### ASSIGNMENT
Starting with the line that contains "Three related fixes" and stopping after the line that contains "the user's conversation.", copy the entries below exactly. Include nothing else.

### THE INPUT

Issue #277, opened 2026-08-04
feat: bound how long a routed request may take


gburachas:
## Summary

A routed request has no upper bound on how long it can take. There are two places a bound is needed, and this issue tracks both. Supersedes #346.

## 1. A total timeout on the upstream request

`crates/switchyard-server/src/config.rs` has no per-client timeout setting. An upstream that accepts a request and then responds slowly holds the connection for as long as it likes.

**Relationship to #271.** That PR adds a connection timeout and an idle-read timeout to `TranslatingLlmClient`. Both are needed and neither bounds total duration: an idle-read timeout resets on every successful read, so an upstream that emits one token every 100 seconds never trips it while keeping the request open indefinitely.

The proposal here is a total per-request bound, configurable per client:

```toml
[llm_clients.weak]
timeout_secs = 600
```

If #271 lands first this should be added to its `HttpTransportConfig` rather than as a separate mechanism. I have commented on #271 to that effect.

One consequence to note: since #316 moved token counting to an inherent method that still goes through `send_encoded`, a per-client timeout would also bound `count_tokens`.

## 2. A deadline on the judge consultation

For `llm_classifier` routes, the judge call runs before the routed call. `JudgeClassifier::verdict` in `crates/libsy/src/algorithms/util/llm_judge.rs` has no time limit, so a slow judge delays a request that the user is waiting on for content the judge does not produce.

Proposal: `judge_deadline_ms` on the route. On expiry the judge is treated as unavailable and the route falls back through the existing path used for any other judge failure, so no new behaviour is introduced. Unset by default.

Two details:

- The bound must cover the whole consultation, not only the HTTP call. A judge that returns headers promptly and then stops mid-stream would otherwise hold the turn for the same length of time.
- Expiry should be reported through the existing fail-open reporting (`report_fail_open` in the same file), so it appears in the `switchyard.classifier_fail_open` metric alongside the other reasons rather than as an untracked path.

`judge_deadline_ms = 0` should be rejected at load time rather than treated as "no deadline".

## Sequencing

These are separate changes and will be submitted as separate pull requests. The judge deadline has no external dependency. The client timeout waits on #271.

gburachas:
Refreshing this against what has landed since, so the scope is unambiguous.

[...]

PR #351, opened 2026-08-11
fix(libsy): harden the classifier judge path

### LINKED ISSUE #278: fix(libsy): redact upstream error content from judge warning logs
## Problem — conversation content is written to logs today

`JudgeClassifier::verdict` logs every unavailable verdict with the error's raw `Display`:

```rust
tracing::warn!(target: "libsy", judge_model, error = %error, "judge verdict unavailable; ...");
```

That is not safe here, and the leak is concrete rather than theoretical:

- `LibsyError::ClientCall` renders as `"client call to target {target:?} failed: {source}"`;
- its source `LlmClientError::UpstreamHttp` renders as `"upstream returned HTTP {status}: {body}"`.

`body` is the upstream error body **verbatim**. Providers routinely quote the offending request back
in it, so any 4xx from a judge target writes conversation text into the operator's logs. Boxed
transport, decode, and FFI sources can carry the same.

This runs on a per-turn path, in the component most likely to be pointed at a self-hosted endpoint
with unfamiliar error formats.

## Proposal

A `robustness` module with `safe_error_summary` / `safe_client_error`, used at the judge's warn site.

Each case contributes only vetted operational detail — the failure's class, the target or model it
concerns, and a status code where one exists:

| Error | Logged as |
|---|---|
| `UpstreamHttp { status, body }` | `upstream HTTP 400` — body dropped |
| `ContextWindowExceeded { model, message }` | `context window exceeded for model weak` — message dropped |
| `Transport` / `InvalidResponse` / `Timeout` / `Ffi` | class only; boxed source dropped |
| `External { operation, source }` | `{operation} failed` — static label kept, source dropped |
| `AlgorithmError { message }` | **verbatim** — libsy builds it from static text |

libsy's own `AlgorithmError` is reported in full deliberately: it is built from a static string plus a
serde position and is the one message an operator needs to diagnose a bad judge reply. This mirrors
the `safe_types` idea from the Python implementation this is ported from.

## Design note — the exhaustive match earned its keep

The match over `LibsyError` is deliberately exhaustive rather than `_ => error.to_string()`, so a new
variant cannot start leaking by omission. That paid off immediately: the compiler caught
`External { operation, source }`, which pairs a safe static label with an unvetted boxed source from a
user extension, and which a catch-all would have silently rendered in full.

## Test approach

Each test asserts **both** that the summary omits the sensitive text **and** that the error's
`Display` still contains it — so the tests fail if the redaction is ever bypassed, not merely if it
changes shape.

## Scope

3 files, +177/−8. New `crates/libsy/src/algorithms/util/robustness.rs` (with 6 tests), its module
declaration, and 20 lines at the judge's log site. No public API change, no config surface.

## Why this is its own PR

Independent of the other two classifier changes: it is a data-hygiene defect on the logging path,
with no overlap in code path or surface. It is also the most clearly severity-driven of the three,
so it should not be queued behind a prompt-tuning discussion or a breaking-config debate.

## Validation

| Gate | Result |
|---|---|
| `cargo test --workspace` | 646 passed (baseline 640 + 6 new) |
| `cargo clippy --workspace --all-targets -- -D warnings` | clean |
| `cargo fmt --check` | clean |
| `uv run pytest tests/` | unchanged from baseline |

## Follow-up worth raising separately

Only the judge path is fixed here. Other `%error` log sites in the workspace may have the same
exposure and are worth an audit — deliberately out of scope so this stays reviewable.

### LINKED ISSUE #279: fix(libsy): cap the windowed judge payload and restate the routing instruction last
## Summary

When an `llm_classifier` route sets `recent_turn_window`, the judge is sent recent conversation in addition to the routing task. Two problems follow from how that payload is built, both in `crates/libsy/src/algorithms/llm_class.rs`.

Supersedes #349.

## Problem 1: the payload has no size limit

`trim_messages` (`llm_class.rs:84`) selects the messages the judge sees and returns them unchanged. The window is counted in **turns**, and turn size varies widely: a window of 4 turns is a few hundred characters of conversation, or tens of thousands if one turn carries a large tool result. Judge cost and latency vary accordingly for a single fixed configuration, and a large tool result can crowd out the request being judged.

Switchyard already solves this for its other judge. `crates/libsy/src/algorithms/util/escalation.rs`, which builds the payload for the escalation router, has:

- `MAX_REQUEST_CHARS = 18_000`, a cap on the whole payload
- `SYSTEM_CHARS = 1_000` and `FIRST_USER_CHARS = 2_000`, per-message caps on the parts worth protecting
- `truncate_middle` and `TRUNCATION_SUFFIX = "...<truncated>"`, so clipping is visible to the model
- a loop in `summarize_for_judge` (`escalation.rs:293`) that drops the oldest window entry until the payload fits

The capability and custom classifier paths have none of this. The same kind of window is bounded for one judge and unbounded for another.

## Problem 2: the routing instruction ends up buried

The judge is asked to route the user's request and answer with a routing JSON object. With a window set, that instruction is followed by assistant turns and tool output, and the judge tends to respond about the trailing content instead.

Example: a request of "check my account balance" followed by a window containing a long stack trace from a failed tool call. The verdict describes the stack trace rather than the balance lookup.

Restating the instruction as the **last** message fixes it. This is prompt ordering only; the text is a single sentence:

```
Route the conversation above. Output ONLY the routing JSON object, nothing else.
```

(An earlier revision of this issue called that "reinforcement", which invites confusion with reinforcement learning. It is unrelated.)

## Proposal

Two changes, to be submitted as separate pull requests:

1. **Restate the routing instruction after windowed content.** Only on the windowed path: with `recent_turn_window` unset, `task_messages` (`llm_class.rs:150`) sends the opening task and the latest user follow-up and no assistant or tool content, so there is nothing to crowd it out. The test should assert the instruction is the last message, not merely present, since position is the whole point.

2. **Cap the payload**, reusing the shape of `summarize_for_judge`, and expose `MAX_REQUEST_CHARS` as a route-level `judge_char_budget`. Default it to the current value so no existing deployment changes behaviour.

## Relationship to #487

#487 made `classify_trigger = "user_turn"` the natural setting for interactive agents, which is where a window is most likely to be configured. Both profiles added in `benchmark/routing-profiles/` set `recent_turn_window = 6`.

### LINKED ISSUE #346: feat(libsy): bound judge consultations with a configurable deadline
## Problem

The classifier judge call sits **in front of** the routed call. A judge that stalls stalls the turn behind it, and that consultation has no bound of its own — the route waits as long as the upstream is willing to hold the connection.

This is the one LLM call in the request path that the user is not waiting on for content. Its entire value is deciding which tier answers, and that value decays to zero the moment it costs more latency than the routing saves. There is no configuration that expresses "consult the judge, but not for longer than this".

## Proposal

`judge_deadline_ms` on the `llm_classifier` route:

```toml
[routes.assistant]
type = "llm_classifier"
judge_deadline_ms = 1500
```

On expiry the judge counts as unavailable and routing falls back through **exactly the same fail-open path** as any other judge failure — no new routing behaviour, no new failure mode to reason about. `None` (the default) leaves it unbounded, so existing deployments are unaffected.

Two details that matter:

- **The whole consultation is bounded, not just the HTTP call.** A judge that returns its headers promptly and then stalls mid-stream would otherwise hold the turn open just as long. The timeout therefore wraps both the call and the response aggregation.
- **Expiry is reported through the existing fail-open taxonomy** (`reason = "deadline_exceeded"`), so it lands on `/metrics` via `record_classifier_fail_open` alongside the other reasons rather than as an untracked silent path. The message is libsy-authored text plus the configured duration, so it carries no upstream content.

A zero deadline is rejected at load time rather than treated as "no deadline" — that is a config mistake with a silent and expensive failure mode.

## Relationship to #277

Different layer, and they compose. #277 bounds an individual upstream request at the client. This bounds the *routing decision* regardless of how many requests or how much streaming it involves.

Rebased onto current `main` and green.

gburachas:
Closes #278, closes #346, closes #279.

Three related fixes to the `llm_classifier` judge path, kept in one PR because they touch the same two functions and would conflict as separate branches. Each is one reviewable commit.

## 1. Redact upstream error content from judge warning logs (#278)

`report_fail_open` logs `error = %error`, and `LlmClientError::UpstreamHttp`'s `Display` interpolates the raw upstream body — on a warning that fires on **every** turn whose judge is unavailable. Providers routinely echo the offending request back in a 400, and the judge's request is a condensed view of the user's conversation.

This keeps everything #205 built — `report_fail_open`, the bounded `reason` taxonomy, `record_classifier_fail_open` — and changes one parameter: it now takes an already-redacted summary produced by an exhaustive match over `LibsyError`/`LlmClientError`.

Two properties worth preserving in review:

- the match is **deliberately exhaustive** rather than defaulting to `to_string()`, so a new error variant cannot start leaking by omission. Resolving a future compile error there with a `_ =>` arm would discard the whole guarantee.
- the test asserts both that the summary omits the secret **and** that `error.to_string()` still contains it. The second assertion documents that the hazard is still live in `Display`.

Not covered by #271, which redacts `Debug` and caps body size; the `Display` path is untouched by it.

## 2. Bound judge consultations with a configurable deadline (#346)

`judge_deadline_ms` on the route. The judge call sits in front of the routed call, so a stalled judge stalls the turn with no bound of its own.

The **whole consultation** is bounded, not just the HTTP call — a judge that returns headers promptly then stalls mid-stream would otherwise hold the turn just as long. Expiry folds into the existing fail-open path with `reason = "deadline_exceeded"`, so it appears on `/metrics` alongside the other reasons rather than as an untracked silent path. Default `None` preserves current behaviour exactly.

## 3. Reinforce the routing task after windowed conversation content (#279)

With `recent_turn_window` set, the judge sees conversation content after the task, and tends to assess the content rather than the request. This appends a short reinforcement line **end-positioned**, which is the only position where it works — the test asserts `contents.last()`, not merely presence.

Only the windowed path is affected. The default path carries user task messages only (the anchor and latest follow-up, per #309), so there is nothing there to outrank.

## How tested

- [x] `cargo test --workspace`, and again with `--test-threads=1` (this path registers process-global OTel instruments)
- [x] `uv run pytest tests/ -m "not integration"` — 871 passed, 9 skipped
- [x] `uv run ruff check .`
- [x] `uv run --only-group docs mkdocs build --strict`
- [x] Commits signed off per the DCO

Rebased onto current `main`, which required re-siting all three against #309 (`build_messages` rewritten), #312 (judge system prompt moved to `instructions`), #332/#338/#340 (`verdict()` rewritten) and #337 (`LibsyError::MissingClient` removed).

One rebase detail worth flagging, since it is the kind of thing that passes review while being wrong: a test here asserted `messages.len() == 2`, which held only while the judge system prompt lived in `messages[0]`. After #312 it lives in `instructions`. The assertion is now `== 1` **plus** an assertion that `instructions` is non-empty — decrementing the number alone would have silently stopped checking that the rubric reaches the model at all.

## Summary by CodeRabbit

* **New Features**
  * Added optional time limits for LLM judge consultations, with automatic fallback when a judge times out.
  * Added end-position reinforcement for windowed classifier prompts.
  * Exposed `judge_deadline_ms` configuration through Python and server configuration.

* **Bug Fixes**
  * Improved error handling with sanitized diagnostic summaries that omit sensitive response content.

* **Documentation**
  * Documented judge timeout configuration and fallback behavior.

### DIFF
--- a/crates/libsy/src/algorithms/llm_class.rs
+++ b/crates/libsy/src/algorithms/llm_class.rs
@@ -33,6 +33,17 @@ const SCHEMA_TEMPLATE: &str = include_str!("../prompts/capability-classifier/sch
 /// Telemetry label for this algorithm's spans, metrics, and logs.
 const ALGORITHM_NAME: &str = "llm_task_classifier";
 
+/// Restates the task after the conversation the judge is asked to route.
+///
+/// The rubric leads the request, which works while the payload is a single short
+/// message. Once `recent_turn_window` includes real conversation, those instructions
+/// sit far from the generation point and the judge sometimes *answers* the
+/// conversation instead of classifying it — the reply then fails to parse, the
+/// verdict is unavailable, and the turn silently falls back. Repeating the task at
+/// the end is what reliably prevents that.
+const END_POSITION_REINFORCEMENT: &str =
+    "Route the conversation above. Output ONLY the routing JSON object, nothing else.";
+
 #[derive(Deserialize)]
 #[serde(deny_unknown_fields)]
 struct TaskClassifierVerdict {
@@ -156,10 +167,20 @@ impl ClassifierInput for TaskInput {
     fn build_messages(&self, _state: &State, request: &Request) -> Vec<Message> {
         // The default preserves the whole-task anchor and latest user update. A
         // configured window widens that to the surrounding conversation.
-        match self.recent_turn_window {
+        let mut messages = match self.recent_turn_window {
             Some(window) => trim_messages(&request.llm_request.messages, window),
             None => task_messages(&request.llm_request.messages),
+        };
+        // Only the windowed path carries assistant turns and tool traffic for the judge
+        // to be distracted by. The default path is user task messages only — the anchor
+        // and the latest follow-up — so there is nothing there to outrank.
+        if self.recent_turn_window.is_some() {
+            messages.push(Message::text(
+                Role::User,
+                END_POSITION_REINFORCEMENT.to_string(),
+            ));
         }
+        messages
     }
 }
 
@@ -1613,6 +1634,50 @@ mod tests {
                 Message::text(Role::User, "recent 2"),
             ]
         );
+    }
+
+    #[test]
+    fn a_window_reinforces_the_task_after_the_conversation() -> Result<()> {
+        let contents = judged_contents(2)?;
+
+        // Last, not merely present: the reinforcement only works end-positioned,
+        // after the conversation content it is meant to outrank.
+        assert_eq!(
+            contents.last().map(String::as_str),
+            Some(END_POSITION_REINFORCEMENT)
+        );
+        Ok(())
+    }
+
+    #[test]
+    fn the_single_message_path_is_left_unreinforced() -> Result<()> {
+        // No window means no conversation to be distracted by, so the default
+        // request shape stays exactly as it was.
+        let judge = capability_judge(None)?;
+        let request = Request {
+            llm_request: LlmRequest {
+                messages: vec![Message::text(Role::User, "the task")],
+                ..LlmRequest::default()
+            },
+            raw_request: None,
+            metadata: None,
+        };
+
+        let built = judge.build_request(&State::default(), &request);
+
+        // The task message alone; the rubric reaches the judge as an instruction block
+        // rather than a message, so nothing was dropped by it not being counted here.
+        assert_eq!(built.llm_request.messages.len(), 1);
+        assert!(!built.llm_request.instructions.is_empty());
+        assert!(
+            !built
+                .llm_request
+                .messages
+                .iter()
+                .filter_map(|message| message.text_content("\n"))
+                .any(|text| text.contains(END_POSITION_REINFORCEMENT))
+        );
+        Ok(())
     }
 
     #[test]
--- a/crates/libsy/src/algorithms/llm_class.rs
+++ b/crates/libsy/src/algorithms/llm_class.rs
@@ -5,6 +5,7 @@
 
 use std::collections::{BTreeMap, BTreeSet, HashSet};
 use std::sync::Arc;
+use std::time::Duration;
 
 use async_trait::async_trait;
 use serde::{Deserialize, Deserializer};
@@ -244,6 +245,13 @@ pub struct TaskClassifierConfig {
     pub contract: ClassifierContractConfig,
     /// Maximum completion tokens available to the classifier verdict.
     pub max_output_tokens: u64,
+    /// Bounds one judge consultation, in milliseconds.
+    ///
+    /// The judge call sits in front of the routed call, so a stalled judge stalls the
+    /// turn. On expiry the judge counts as unavailable and routing falls back exactly
+    /// as it does for any other judge failure. `None` (the default) leaves it
+    /// unbounded, preserving existing behaviour.
+    pub judge_deadline_ms: Option<u64>,
 }
 
 /// Flat serialized shape that maps prompt settings into the runtime contract.
@@ -263,6 +271,8 @@ struct TaskClassifierConfigWire {
     prompt: Option<String>,
     #[serde(default = "default_judge_max_output_tokens")]
     max_output_tokens: u64,
+    #[serde(default)]
+    judge_deadline_ms: Option<u64>,
 }
 
 impl<'de> Deserialize<'de> for TaskClassifierConfig {
@@ -283,6 +293,7 @@ impl<'de> Deserialize<'de> for TaskClassifierConfig {
             recent_turn_window: wire.recent_turn_window,
             contract,
             max_output_tokens: wire.max_output_tokens,
+            judge_deadline_ms: wire.judge_deadline_ms,
         })
     }
 }
@@ -301,6 +312,7 @@ impl Default for TaskClassifierConfig {
             recent_turn_window: None,
             contract: ClassifierContractConfig::default(),
             max_output_tokens: DEFAULT_JUDGE_MAX_OUTPUT_TOKENS,
+            judge_deadline_ms: None,
         }
     }
 }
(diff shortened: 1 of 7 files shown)


ayushag-nv:
@gburachas can you address coderabbit comments first, then I can review.

crates/libsy/src/algorithms/llm_class.rs
```diff
@@ -32,6 +33,17 @@ const SCHEMA_TEMPLATE: &str = include_str!("../prompts/capability-classifier/sch
...
+/// Restates the task after the conversation the judge is asked to route.
+///
+/// The rubric leads the request, which works while the payload is a single short
+/// message. Once `recent_turn_window` includes real conversation, those instructions
+/// sit far from the generation point and the judge sometimes *answers* the
+/// conversation instead of classifying it — the reply then fails to parse, the
+/// verdict is unavailable, and the turn silently falls back. Repeating the task at
+/// the end is what reliably prevents that.
+const END_POSITION_REINFORCEMENT: &str =
+    "Route the conversation above. Output ONLY the routing JSON object, nothing else.";
```
ayushag-nv, line 45: This looks like some new feature add, may be we should discuss this once. Can you break down into smaller directed PRs for ease of review. Looks like it solves three issues simultaneously

nachiketb-nvidia:
closing due to inactivity

gburachas:
@ayushag-nv apologies for the silence on this, and thanks for the feedback. You were right that it bundled three unrelated changes.

It has been split. The first piece is #497, which contains only the judge log redaction and closes #278. The CodeRabbit comments raised here are addressed in it: `AlgorithmError::message` and `LlmClientError::Configuration::message` are no longer logged verbatim, and `LlmClientError::General` has an explicit arm.

The other two follow separately once that lands, since all three touched the same helper module:

- the judge deadline (#277), including the point raised here that `judge_deadline_ms` was accepted on escalation and custom routes but only applied in capability mode
- the windowed-payload change (#279)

### YOUR SOLUTION
Three related fixes to the `llm_classifier` judge path, kept in one PR because they touch the same two functions and would conflict as separate branches. Each is one reviewable commit.

## 1. Redact upstream error content from judge warning logs (#278)

`report_fail_open` logs `error = %error`, and `LlmClientError::UpstreamHttp`'s `Display` interpolates the raw upstream body — on a warning that fires on **every** turn whose judge is unavailable. Providers routinely echo the offending request back in a 400, and the judge's request is a condensed view of the user's conversation.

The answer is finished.